▸ TASK GOAL: Produce an exact copy of the first line of the data below and each line after it, please, up to and including the one with "In latest experimental".

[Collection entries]
>>
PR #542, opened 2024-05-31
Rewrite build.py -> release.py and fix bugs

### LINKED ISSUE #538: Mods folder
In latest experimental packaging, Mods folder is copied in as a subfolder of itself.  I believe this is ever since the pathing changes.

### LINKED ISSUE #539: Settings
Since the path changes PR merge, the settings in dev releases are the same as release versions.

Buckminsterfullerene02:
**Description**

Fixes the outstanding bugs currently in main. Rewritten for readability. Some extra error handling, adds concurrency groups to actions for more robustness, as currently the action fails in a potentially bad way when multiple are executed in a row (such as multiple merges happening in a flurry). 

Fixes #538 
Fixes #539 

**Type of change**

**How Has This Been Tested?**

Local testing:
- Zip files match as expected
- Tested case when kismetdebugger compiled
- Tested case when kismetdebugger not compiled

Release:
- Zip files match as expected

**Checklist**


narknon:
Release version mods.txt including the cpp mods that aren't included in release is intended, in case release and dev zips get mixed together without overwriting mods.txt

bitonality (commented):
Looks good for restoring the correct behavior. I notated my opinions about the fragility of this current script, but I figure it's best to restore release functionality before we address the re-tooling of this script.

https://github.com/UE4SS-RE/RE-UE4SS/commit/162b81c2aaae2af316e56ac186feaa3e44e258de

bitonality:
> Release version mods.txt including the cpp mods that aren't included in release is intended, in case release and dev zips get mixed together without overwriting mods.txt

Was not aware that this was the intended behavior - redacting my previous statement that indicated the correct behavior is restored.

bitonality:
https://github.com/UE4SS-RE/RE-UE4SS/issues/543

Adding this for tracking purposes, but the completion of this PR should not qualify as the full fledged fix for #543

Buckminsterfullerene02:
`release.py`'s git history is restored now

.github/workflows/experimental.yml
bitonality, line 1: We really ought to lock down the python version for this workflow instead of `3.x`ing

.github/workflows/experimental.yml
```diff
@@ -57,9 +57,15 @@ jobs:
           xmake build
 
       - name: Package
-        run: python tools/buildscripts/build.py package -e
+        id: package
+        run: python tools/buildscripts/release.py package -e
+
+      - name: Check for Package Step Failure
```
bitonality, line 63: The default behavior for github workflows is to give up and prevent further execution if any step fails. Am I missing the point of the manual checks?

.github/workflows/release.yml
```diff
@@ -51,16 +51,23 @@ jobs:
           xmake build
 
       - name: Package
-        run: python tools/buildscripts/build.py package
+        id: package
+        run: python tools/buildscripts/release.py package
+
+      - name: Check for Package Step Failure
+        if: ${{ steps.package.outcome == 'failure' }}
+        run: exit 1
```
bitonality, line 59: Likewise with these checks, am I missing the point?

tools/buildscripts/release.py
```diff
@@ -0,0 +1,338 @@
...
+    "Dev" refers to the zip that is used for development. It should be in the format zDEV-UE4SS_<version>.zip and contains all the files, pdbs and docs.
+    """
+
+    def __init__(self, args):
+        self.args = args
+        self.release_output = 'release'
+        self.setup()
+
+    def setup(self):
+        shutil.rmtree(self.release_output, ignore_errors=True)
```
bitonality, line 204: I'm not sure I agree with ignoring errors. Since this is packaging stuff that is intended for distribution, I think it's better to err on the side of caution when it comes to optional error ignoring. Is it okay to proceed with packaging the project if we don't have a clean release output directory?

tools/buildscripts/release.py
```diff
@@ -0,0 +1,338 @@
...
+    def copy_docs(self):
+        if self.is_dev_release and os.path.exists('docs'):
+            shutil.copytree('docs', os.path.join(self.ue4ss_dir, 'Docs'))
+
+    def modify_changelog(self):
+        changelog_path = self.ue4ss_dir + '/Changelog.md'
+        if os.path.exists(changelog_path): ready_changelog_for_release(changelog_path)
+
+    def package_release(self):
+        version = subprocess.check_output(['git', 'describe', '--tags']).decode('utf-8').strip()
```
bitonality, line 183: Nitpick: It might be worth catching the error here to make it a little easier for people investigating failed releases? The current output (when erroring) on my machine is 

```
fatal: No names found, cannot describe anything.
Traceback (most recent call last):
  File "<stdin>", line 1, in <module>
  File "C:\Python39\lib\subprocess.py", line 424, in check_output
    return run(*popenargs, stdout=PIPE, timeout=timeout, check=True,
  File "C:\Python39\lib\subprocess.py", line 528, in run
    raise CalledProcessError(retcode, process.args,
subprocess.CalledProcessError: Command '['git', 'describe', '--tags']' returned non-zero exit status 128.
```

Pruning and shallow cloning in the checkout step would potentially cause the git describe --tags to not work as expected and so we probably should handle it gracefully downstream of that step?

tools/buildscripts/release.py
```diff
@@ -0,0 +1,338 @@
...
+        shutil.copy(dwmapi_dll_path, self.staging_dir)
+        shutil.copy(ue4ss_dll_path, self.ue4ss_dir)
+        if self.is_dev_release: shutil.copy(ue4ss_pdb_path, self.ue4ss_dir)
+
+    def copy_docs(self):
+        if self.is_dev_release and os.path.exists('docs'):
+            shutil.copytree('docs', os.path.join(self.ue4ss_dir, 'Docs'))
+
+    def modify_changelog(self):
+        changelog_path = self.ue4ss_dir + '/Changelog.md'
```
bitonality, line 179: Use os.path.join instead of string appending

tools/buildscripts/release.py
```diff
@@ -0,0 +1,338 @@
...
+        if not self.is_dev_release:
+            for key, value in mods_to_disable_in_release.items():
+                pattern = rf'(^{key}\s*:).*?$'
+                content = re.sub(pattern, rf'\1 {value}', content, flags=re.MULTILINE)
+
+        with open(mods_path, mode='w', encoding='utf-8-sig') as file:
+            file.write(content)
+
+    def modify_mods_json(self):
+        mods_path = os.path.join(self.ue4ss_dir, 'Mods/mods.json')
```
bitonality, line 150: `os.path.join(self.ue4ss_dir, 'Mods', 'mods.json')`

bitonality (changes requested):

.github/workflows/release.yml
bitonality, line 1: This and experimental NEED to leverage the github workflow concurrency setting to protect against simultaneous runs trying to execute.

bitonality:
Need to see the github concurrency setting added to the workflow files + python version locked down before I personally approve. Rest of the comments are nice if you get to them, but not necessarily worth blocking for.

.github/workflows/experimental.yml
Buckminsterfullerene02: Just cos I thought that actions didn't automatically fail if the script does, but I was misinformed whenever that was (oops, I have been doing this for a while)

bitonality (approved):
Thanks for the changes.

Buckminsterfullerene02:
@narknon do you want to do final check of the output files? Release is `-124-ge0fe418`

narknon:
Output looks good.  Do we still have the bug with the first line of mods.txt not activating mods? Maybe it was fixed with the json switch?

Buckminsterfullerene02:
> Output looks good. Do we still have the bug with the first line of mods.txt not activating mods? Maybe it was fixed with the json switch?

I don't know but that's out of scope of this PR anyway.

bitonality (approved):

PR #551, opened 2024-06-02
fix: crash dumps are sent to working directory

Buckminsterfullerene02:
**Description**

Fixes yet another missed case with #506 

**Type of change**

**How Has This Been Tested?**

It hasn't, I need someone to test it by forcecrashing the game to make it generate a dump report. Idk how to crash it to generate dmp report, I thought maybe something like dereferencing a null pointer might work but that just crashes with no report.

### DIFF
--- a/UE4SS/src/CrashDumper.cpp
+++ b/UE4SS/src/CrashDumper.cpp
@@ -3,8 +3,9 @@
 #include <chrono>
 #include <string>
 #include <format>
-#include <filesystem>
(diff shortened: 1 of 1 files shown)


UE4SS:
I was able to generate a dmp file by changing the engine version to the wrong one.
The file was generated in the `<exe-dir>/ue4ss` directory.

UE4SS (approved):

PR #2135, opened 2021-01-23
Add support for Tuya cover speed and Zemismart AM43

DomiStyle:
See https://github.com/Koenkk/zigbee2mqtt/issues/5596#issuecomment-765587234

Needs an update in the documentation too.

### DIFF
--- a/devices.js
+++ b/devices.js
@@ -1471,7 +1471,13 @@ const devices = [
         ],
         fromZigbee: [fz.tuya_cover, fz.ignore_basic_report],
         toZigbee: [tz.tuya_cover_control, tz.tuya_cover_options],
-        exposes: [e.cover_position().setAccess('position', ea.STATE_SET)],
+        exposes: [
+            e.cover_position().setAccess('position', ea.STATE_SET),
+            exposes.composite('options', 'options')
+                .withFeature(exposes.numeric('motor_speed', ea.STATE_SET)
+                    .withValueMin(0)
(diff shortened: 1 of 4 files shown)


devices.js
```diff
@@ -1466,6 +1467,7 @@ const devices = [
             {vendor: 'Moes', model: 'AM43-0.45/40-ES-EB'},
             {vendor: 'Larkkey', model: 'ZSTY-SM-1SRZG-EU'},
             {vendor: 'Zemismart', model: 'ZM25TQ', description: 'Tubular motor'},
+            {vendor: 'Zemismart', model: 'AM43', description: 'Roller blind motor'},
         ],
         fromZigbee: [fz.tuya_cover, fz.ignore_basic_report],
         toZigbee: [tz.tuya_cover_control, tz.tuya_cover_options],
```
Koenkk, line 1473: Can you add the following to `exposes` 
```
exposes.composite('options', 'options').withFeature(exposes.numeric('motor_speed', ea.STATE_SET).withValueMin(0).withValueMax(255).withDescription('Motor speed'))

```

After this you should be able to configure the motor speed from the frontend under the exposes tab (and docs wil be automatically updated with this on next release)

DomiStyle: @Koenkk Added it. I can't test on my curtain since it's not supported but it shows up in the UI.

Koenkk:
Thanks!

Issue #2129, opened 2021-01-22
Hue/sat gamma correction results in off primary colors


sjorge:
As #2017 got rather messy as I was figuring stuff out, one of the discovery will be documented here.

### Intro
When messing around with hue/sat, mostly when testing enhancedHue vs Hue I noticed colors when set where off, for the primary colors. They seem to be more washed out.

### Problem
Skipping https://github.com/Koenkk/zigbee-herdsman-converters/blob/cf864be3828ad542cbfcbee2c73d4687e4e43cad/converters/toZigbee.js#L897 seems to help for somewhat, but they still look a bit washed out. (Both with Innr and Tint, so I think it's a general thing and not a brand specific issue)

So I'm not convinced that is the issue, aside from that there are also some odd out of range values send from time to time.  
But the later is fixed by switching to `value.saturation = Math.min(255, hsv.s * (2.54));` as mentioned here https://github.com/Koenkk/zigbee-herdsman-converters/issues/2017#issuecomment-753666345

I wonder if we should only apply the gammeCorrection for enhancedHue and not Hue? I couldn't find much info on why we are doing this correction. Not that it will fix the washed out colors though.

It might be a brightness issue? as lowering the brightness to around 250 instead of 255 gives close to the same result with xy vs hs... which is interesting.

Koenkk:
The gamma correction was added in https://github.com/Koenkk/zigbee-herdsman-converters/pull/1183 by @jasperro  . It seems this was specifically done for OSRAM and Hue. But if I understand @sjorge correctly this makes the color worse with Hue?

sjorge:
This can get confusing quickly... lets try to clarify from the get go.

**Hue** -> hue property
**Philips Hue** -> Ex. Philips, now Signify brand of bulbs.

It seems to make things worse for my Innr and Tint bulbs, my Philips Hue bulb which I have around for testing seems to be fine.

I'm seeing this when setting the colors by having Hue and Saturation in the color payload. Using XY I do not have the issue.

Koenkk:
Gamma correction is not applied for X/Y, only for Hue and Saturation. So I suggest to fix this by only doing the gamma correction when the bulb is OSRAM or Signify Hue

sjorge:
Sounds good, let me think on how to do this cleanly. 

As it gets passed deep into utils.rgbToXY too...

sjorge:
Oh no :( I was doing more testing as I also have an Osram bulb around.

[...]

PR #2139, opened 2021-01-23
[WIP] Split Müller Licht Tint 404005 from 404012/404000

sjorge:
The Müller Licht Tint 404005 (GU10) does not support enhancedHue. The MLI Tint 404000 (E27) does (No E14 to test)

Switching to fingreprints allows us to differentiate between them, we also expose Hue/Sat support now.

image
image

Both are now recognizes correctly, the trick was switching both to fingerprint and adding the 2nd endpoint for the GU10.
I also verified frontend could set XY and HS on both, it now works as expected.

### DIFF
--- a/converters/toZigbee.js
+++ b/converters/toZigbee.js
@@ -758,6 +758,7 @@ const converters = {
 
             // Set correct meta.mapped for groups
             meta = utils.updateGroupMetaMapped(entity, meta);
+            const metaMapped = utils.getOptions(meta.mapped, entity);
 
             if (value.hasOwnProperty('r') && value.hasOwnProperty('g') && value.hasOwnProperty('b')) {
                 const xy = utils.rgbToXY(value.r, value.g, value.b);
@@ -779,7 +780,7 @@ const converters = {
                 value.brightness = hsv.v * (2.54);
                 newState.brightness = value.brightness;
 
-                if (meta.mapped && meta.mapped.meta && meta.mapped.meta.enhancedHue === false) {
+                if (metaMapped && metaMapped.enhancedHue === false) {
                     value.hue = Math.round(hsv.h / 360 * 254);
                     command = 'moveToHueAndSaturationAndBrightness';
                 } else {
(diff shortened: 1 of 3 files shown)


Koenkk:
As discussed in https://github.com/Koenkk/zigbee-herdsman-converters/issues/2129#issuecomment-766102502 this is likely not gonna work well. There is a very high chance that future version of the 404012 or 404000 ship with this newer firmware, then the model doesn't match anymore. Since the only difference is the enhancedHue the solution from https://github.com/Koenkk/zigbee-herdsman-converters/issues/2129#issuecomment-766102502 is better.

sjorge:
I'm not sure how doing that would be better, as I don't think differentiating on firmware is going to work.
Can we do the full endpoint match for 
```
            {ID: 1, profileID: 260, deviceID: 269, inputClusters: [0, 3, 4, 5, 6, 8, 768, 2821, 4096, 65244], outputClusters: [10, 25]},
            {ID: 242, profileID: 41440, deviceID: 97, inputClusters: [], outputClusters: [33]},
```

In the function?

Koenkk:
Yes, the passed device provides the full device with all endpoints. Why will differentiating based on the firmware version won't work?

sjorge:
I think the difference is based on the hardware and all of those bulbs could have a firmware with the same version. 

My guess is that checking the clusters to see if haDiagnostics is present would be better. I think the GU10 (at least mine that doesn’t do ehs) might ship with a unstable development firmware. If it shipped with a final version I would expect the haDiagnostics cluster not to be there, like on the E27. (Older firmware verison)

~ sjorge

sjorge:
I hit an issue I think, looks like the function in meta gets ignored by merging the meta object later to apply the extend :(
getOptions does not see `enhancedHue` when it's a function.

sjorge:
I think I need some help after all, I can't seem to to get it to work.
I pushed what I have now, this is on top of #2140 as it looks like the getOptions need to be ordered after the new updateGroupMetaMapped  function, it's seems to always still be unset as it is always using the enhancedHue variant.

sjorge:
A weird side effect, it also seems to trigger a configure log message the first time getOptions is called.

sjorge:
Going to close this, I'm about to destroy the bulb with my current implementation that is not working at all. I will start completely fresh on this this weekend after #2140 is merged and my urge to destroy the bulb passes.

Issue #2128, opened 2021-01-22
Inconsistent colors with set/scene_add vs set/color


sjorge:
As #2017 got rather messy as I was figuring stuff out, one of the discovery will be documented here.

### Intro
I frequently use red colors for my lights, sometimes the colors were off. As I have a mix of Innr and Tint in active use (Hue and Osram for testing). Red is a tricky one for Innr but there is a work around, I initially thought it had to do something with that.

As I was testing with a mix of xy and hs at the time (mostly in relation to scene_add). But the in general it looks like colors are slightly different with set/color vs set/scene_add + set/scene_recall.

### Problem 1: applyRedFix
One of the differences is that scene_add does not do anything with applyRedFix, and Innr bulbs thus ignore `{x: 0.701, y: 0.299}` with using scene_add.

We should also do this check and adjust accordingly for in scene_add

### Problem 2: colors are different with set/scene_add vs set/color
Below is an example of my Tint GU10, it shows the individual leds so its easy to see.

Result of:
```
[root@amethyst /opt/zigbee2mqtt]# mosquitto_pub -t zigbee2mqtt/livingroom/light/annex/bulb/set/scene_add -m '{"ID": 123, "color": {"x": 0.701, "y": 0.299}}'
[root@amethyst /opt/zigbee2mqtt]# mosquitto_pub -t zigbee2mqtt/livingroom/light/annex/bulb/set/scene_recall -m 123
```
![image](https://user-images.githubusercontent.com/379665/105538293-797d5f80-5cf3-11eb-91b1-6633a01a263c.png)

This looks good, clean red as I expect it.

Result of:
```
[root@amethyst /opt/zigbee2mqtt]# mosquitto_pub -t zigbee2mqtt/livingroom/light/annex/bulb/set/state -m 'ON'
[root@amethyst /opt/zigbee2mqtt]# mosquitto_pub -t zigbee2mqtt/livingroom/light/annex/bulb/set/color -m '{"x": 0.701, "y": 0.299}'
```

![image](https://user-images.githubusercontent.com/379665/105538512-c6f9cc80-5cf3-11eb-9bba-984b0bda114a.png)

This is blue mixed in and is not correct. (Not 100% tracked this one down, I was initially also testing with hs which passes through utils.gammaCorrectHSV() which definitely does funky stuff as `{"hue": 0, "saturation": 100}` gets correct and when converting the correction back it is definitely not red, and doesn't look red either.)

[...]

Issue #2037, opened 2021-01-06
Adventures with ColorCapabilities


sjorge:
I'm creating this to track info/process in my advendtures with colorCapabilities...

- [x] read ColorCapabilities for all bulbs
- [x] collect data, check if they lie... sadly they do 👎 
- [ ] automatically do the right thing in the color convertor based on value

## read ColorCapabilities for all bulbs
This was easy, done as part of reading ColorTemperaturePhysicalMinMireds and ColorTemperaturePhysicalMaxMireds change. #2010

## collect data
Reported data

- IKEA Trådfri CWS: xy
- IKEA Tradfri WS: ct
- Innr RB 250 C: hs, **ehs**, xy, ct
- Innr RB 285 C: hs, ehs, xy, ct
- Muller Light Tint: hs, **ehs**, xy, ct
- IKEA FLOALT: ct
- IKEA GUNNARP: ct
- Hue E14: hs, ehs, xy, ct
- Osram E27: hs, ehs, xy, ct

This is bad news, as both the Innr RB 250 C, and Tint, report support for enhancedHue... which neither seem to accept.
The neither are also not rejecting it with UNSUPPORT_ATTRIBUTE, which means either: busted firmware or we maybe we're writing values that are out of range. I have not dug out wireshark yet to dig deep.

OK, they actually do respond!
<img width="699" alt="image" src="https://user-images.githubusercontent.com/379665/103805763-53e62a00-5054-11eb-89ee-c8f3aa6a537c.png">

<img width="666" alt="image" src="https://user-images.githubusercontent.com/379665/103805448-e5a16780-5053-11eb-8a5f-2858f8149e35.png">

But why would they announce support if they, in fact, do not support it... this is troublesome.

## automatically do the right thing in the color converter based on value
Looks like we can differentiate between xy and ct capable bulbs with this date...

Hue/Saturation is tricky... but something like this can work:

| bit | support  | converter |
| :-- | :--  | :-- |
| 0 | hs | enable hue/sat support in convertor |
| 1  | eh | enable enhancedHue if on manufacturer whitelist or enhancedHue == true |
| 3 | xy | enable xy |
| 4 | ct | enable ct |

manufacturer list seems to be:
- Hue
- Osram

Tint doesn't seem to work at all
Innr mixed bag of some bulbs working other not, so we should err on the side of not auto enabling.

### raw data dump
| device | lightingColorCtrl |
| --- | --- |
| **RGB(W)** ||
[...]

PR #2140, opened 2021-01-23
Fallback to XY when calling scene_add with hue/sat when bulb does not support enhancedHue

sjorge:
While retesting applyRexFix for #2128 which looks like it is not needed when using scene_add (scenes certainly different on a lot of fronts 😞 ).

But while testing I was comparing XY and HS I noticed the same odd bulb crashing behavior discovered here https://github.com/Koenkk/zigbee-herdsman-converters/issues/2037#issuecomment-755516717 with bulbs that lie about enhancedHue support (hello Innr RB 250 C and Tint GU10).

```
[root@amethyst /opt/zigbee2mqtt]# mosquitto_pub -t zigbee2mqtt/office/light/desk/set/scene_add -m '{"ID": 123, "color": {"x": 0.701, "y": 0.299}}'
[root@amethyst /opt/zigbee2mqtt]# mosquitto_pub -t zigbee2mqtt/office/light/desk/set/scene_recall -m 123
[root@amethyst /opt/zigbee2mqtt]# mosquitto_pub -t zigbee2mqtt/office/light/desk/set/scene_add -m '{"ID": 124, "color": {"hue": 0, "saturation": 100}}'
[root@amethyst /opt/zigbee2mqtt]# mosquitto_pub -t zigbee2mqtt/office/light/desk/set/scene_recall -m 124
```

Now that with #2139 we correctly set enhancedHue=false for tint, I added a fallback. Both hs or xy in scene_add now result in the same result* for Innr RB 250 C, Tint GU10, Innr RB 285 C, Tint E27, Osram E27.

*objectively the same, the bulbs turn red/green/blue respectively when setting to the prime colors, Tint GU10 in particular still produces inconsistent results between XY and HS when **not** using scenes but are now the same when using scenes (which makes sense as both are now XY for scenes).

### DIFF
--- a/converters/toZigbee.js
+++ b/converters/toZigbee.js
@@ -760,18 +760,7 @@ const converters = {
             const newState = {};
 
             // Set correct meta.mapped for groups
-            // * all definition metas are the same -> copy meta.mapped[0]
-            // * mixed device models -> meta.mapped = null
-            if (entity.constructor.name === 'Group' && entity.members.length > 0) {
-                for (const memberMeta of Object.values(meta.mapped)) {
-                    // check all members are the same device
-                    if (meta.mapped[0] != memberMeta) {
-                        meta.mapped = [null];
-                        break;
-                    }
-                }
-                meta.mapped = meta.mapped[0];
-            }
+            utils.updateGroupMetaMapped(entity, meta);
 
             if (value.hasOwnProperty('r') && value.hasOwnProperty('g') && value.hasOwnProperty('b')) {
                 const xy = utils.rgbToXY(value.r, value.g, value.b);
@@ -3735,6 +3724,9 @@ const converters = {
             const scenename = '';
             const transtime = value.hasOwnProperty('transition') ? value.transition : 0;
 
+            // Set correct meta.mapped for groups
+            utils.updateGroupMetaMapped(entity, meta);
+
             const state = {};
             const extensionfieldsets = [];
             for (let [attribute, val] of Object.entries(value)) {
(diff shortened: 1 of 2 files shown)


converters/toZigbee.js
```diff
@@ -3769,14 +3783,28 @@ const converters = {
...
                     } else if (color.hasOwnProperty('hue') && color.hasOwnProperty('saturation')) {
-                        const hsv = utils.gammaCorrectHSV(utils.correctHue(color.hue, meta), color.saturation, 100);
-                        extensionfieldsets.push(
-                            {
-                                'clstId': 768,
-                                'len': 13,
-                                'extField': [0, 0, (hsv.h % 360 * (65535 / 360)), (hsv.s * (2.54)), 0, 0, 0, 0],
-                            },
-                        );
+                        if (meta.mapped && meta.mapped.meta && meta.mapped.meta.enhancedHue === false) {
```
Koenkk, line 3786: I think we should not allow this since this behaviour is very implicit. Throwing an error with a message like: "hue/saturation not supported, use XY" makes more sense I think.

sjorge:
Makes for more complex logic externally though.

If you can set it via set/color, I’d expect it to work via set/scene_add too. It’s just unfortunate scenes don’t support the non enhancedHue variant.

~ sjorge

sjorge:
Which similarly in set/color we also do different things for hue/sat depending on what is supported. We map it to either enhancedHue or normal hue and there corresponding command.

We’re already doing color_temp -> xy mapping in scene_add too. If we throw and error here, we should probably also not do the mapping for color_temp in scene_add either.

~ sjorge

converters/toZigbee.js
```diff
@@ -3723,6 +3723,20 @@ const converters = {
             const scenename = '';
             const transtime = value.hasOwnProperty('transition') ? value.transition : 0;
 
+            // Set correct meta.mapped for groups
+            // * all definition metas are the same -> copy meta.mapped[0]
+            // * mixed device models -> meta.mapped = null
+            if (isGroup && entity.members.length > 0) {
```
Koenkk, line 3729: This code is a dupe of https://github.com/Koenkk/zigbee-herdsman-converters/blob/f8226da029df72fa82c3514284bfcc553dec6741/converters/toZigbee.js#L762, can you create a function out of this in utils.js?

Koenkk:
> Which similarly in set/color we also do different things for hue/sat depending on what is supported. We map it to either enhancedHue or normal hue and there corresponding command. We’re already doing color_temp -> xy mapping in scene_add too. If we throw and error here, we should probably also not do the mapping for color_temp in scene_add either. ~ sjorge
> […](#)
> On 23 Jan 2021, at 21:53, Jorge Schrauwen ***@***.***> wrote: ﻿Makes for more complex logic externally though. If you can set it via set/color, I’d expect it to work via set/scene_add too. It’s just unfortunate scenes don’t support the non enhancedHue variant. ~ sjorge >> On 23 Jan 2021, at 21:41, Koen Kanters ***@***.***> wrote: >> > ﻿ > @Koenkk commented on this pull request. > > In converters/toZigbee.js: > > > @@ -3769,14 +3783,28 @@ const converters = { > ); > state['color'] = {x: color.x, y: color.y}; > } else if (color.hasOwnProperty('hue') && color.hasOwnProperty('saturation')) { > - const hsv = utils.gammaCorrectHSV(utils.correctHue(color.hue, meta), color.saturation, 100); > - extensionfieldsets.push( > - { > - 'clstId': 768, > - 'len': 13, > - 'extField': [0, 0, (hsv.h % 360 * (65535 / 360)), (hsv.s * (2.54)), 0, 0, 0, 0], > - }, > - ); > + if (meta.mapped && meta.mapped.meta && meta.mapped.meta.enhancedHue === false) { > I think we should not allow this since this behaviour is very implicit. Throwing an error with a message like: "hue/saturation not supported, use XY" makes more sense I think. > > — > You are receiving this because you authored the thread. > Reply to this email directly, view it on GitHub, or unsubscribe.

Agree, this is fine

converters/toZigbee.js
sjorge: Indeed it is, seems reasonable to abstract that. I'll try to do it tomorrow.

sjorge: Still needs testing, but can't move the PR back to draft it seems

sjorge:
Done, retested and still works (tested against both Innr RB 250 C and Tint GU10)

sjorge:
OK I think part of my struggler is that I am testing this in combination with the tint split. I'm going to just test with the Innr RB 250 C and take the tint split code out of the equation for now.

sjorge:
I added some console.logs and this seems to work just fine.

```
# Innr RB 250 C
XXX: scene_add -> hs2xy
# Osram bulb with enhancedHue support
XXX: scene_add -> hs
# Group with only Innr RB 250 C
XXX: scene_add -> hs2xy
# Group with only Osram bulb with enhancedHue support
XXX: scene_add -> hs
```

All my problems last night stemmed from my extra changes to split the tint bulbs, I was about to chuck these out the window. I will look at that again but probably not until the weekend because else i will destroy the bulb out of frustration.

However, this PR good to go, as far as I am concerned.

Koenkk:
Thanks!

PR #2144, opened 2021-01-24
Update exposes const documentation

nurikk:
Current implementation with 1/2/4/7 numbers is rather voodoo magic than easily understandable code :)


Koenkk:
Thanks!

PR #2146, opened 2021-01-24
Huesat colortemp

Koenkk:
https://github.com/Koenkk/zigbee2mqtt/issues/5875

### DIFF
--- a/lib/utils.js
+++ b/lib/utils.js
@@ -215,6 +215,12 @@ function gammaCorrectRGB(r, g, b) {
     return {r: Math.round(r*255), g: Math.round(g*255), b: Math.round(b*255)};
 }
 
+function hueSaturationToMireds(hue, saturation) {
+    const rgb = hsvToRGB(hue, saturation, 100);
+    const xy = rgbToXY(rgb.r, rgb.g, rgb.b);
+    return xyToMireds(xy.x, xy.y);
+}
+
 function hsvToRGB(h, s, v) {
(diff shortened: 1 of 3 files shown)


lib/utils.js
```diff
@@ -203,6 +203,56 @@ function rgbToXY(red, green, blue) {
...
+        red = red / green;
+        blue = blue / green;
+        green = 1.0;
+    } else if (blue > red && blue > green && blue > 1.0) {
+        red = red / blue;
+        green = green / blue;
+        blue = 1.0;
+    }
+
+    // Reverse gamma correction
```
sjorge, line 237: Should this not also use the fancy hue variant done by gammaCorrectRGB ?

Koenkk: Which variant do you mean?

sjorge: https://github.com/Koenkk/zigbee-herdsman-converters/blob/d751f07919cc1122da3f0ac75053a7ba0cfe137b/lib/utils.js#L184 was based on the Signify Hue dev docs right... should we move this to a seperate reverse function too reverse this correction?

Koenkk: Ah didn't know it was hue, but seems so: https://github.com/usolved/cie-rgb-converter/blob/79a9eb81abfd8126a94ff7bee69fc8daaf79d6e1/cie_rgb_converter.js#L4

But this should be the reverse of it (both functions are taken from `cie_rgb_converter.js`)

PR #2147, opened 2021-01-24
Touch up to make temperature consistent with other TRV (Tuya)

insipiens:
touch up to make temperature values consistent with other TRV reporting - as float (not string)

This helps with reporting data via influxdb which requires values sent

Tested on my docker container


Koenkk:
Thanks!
<<
▸ ANSWER FOR THE TASK:
PR #542, opened 2024-05-31
Rewrite build.py -> release.py and fix bugs

### LINKED ISSUE #538: Mods folder
In latest experimental packaging, Mods folder is copied in as a subfolder of itself.  I believe this is ever since the pathing changes.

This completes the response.